[Exercise input]

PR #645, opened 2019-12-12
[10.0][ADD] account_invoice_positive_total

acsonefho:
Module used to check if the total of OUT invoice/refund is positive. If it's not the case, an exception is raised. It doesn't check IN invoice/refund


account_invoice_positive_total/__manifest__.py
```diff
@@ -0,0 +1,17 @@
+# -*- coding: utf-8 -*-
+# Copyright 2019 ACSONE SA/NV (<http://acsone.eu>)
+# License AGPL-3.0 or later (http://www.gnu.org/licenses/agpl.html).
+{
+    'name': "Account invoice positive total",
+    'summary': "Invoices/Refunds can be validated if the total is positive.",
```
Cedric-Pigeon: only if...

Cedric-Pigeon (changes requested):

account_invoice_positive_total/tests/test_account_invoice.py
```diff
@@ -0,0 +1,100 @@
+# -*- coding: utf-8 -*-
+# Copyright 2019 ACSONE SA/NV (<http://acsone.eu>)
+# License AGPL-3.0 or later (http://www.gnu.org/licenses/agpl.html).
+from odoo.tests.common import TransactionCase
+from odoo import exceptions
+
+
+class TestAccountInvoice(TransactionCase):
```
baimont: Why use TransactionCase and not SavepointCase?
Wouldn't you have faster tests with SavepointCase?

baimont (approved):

[/Exercise input]
[Exercise input]

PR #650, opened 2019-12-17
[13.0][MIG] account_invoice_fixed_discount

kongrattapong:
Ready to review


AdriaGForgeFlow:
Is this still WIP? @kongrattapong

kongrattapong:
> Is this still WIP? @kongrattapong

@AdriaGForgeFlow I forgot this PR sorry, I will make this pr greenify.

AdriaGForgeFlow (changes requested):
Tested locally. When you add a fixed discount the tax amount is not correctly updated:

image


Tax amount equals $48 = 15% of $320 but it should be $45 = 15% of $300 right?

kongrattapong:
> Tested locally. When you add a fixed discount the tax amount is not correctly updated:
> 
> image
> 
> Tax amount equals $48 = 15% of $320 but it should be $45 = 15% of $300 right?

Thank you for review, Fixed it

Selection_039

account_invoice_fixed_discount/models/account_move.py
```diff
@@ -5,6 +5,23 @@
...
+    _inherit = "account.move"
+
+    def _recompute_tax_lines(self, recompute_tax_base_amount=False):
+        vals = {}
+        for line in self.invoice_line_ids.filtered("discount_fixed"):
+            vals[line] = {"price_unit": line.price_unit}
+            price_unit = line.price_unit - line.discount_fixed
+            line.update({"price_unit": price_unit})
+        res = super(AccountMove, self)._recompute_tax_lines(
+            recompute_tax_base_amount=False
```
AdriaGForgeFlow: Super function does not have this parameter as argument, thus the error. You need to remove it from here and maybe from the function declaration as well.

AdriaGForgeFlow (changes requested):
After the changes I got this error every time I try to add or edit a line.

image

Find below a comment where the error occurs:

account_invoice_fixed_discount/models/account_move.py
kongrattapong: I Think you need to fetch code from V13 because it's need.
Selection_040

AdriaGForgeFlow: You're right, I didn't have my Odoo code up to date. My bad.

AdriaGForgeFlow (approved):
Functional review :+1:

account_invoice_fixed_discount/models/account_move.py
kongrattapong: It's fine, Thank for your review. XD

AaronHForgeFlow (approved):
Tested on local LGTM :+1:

[/Exercise input]

Work instructions: Would you copy, unchanged, the stretch of the records above that begins at the line containing "After the changes" and ends at the line containing "Tested on local", and only that?

Answer for the task:
After the changes I got this error every time I try to add or edit a line.

image

Find below a comment where the error occurs:

account_invoice_fixed_discount/models/account_move.py
kongrattapong: I Think you need to fetch code from V13 because it's need.
Selection_040

AdriaGForgeFlow: You're right, I didn't have my Odoo code up to date. My bad.

AdriaGForgeFlow (approved):
Functional review :+1:

account_invoice_fixed_discount/models/account_move.py
kongrattapong: It's fine, Thank for your review. XD

AaronHForgeFlow (approved):
Tested on local LGTM :+1:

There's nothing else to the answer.